Do Not Talk to Me About Heaven

cramped, dark room, her body
fluttering above my head.
still there, her hand seemed to wave
fingers traced the swelling—
lungs, heart, feet, hands, head.
phrases circled—too far, too much,
too severe, no chance.
awake until four a.m. writing letters
in the dark.
five months. hidden on a side street.
wish the darkness was total.
emptiness stepping into
the silent hallway. a sudden chasm.
left town for two days, came home
bleeding, milk leaking, tears
in the shower, in bed, sitting on the floor
in the corner, staring out
at blossoming pink flowers
in the backyard.
not a mother, that’s the problem. new
self built around this thing created
from nothing, creature that made me sick
and turned my thoughts and carved
a space in my heart to nestle into.
do not talk to me about heaven
sometimes smile and pretend as though
there is anything on the other side
of this, as though the old me
will suddenly stand up and take my life
from my hands.
inside shrinking, shuddering, curled
into a position not unlike hers
the last time. dig a hole and slide
into it. keep digging.
catapult bricks through windows,
set buildings on fire, tear down
and scream.

Ode to the Fast and Furious Franchise

Never loved cars but worshipped action
since age eight (one of the few good things
my father gave me).
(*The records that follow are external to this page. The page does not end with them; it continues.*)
PR #53, opened 2021-12-07
PYI-403: Use transformer with SSMProvider

Wynndow:
## Proposed changes

The SSM provider from powertools has the ability to do the deserializing
for you. You just need to write a custom transformer.

This converts our current logic to a transformer for base64 encoded
yaml. This should mean we can use it in future if we need to deserialize
other yaml.

### Issue tracking

- [PYI-403](https://govukverify.atlassian.net/browse/PYI-403)


Wynndow:
Closing due to being unable to cache the way we want with an inline transformer.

But more than that—
the feeling of building a family from pieces,
from the ground up, not by blood, or just blood,
but stumbling across one another, pulling strangers
into a bond that stretches across decades and counting.
Knowing no one’s ever really gone, but could return
at any moment, engines revving and eyes liquid-bright.
The simple stupidity of it all, the unreality, but also
the beating heart of every flying car and heist, every
illogical jump and flight to space in antique diving suits.
I do this for you because I love you, because we
have found our way into a family by touch, by tone,
stronger than any ties. If you call, I will answer.
And deep down I just want to feel that certainty,
that the ones I love would cross borders and tunnel
beneath crumbling earth for me, because I would
do the same.


We saw a dead bird on our walk
the other day. A blue jay once, now
a lump of blood and feathers.
There’s something exhausting
about death, in all its permutations.
I never learned to accept it, only
to see the end as yet another beginning,
a land to be conquered. I come, after all,
from a long line of thieves and murderers,
more focused on the glory of victory
than how it is seized. My dog sniffed
the dead bird with curiosity, but I see
every death as a tragedy. Every squirrel
crushed on the road, every corpse
of a deer along the highway, each silent
ambulance and plain obituary—I feel
nothing casual. I grew up running
from death, leaning all my weight
into the hope of forever, but these days
eternity feels far more terrifying than quiet.
The next day, the bird was gone. Stolen
by a stray cat or cleaned up by the caretaker
in his red truck, who knows. Only a spot
of blood remained, dried and nearly blended
into the concrete.

Savannah Cooper (she/her) is a leftist bisexual agnostic and a slow-ripening disappointment to her Baptist parents. You can almost always find her at home, reading a sad novel or cuddling with her dogs and cat. A Pushcart Prize nominated poet, her work has been previously published in Parentheses Journal, Midwestern Gothic, Mud Season Review, and multiple other publications.